▸ ABOUT THIS TASK
Your task is to copy every line below that contains the word "buildSscsDocumentFromScan".

** Opening INPUT RECORDS block **

PR #964, opened 2020-03-02
Sscs 7001 ignore coversheet

jackmaloney:
https://tools.hmcts.net/jira/browse/SSCS-7001

### DIFF
--- a/src/main/java/uk/gov/hmcts/reform/sscs/ccd/presubmit/furtherevidence/actionfurtherevidence/ActionFurtherEvidenceAboutToSubmitHandler.java
+++ b/src/main/java/uk/gov/hmcts/reform/sscs/ccd/presubmit/furtherevidence/actionfurtherevidence/ActionFurtherEvidenceAboutToSubmitHandler.java
@@ -64,7 +64,7 @@ public class ActionFurtherEvidenceAboutToSubmitHandler implements PreSubmitCallb
             sscsCaseData.setDwpFurtherEvidenceStates(FURTHER_EVIDENCE_RECEIVED);
         }
 
-        buildSscsDocumentFromScan(sscsCaseData, caseDetails.getState());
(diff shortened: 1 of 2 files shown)


src/main/java/uk/gov/hmcts/reform/sscs/ccd/presubmit/furtherevidence/actionfurtherevidence/ActionFurtherEvidenceAboutToSubmitHandler.java
```diff
@@ -117,6 +111,24 @@ private void buildSscsDocumentFromScan(SscsCaseData sscsCaseData, State caseStat
...
+            preSubmitCallbackResponse.addError("No document URL so could not process");
+        }
+
+        if (scannedDocument.getValue().getFileName() == null) {
+            preSubmitCallbackResponse.addError("No document file name so could not process");
+        }
+
+        if (equalsIgnoreCase(scannedDocument.getValue().getType(), COVERSHEET)) {
+            if (!ignoreWarnings) {
+                preSubmitCallbackResponse.addWarning("Coversheet will be ignored, are you happy to proceed?");
```
srochani: Message doesn't look right, as if ignoreWarning is false then message says conversheet will be ignored

jackmaloney: Yeh that is correct. The way CCD works is the first time you press submit, the 'ignoreWarnings' flag in the payload is false. If we return a warning in our response to the user, they have the option of saying yes/no to ignore warning. Then, we receive the second payload, which will have the 'ignoreWarnings' as true, if they selected yes. In this case, we don't want to return another warning as they have already confirmed they are happy to proceed.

** Closing INPUT RECORDS block **

▸ RESPONSE FOR THIS EXERCISE
-        buildSscsDocumentFromScan(sscsCaseData, caseDetails.getState());
@@ -117,6 +111,24 @@ private void buildSscsDocumentFromScan(SscsCaseData sscsCaseData, State caseStat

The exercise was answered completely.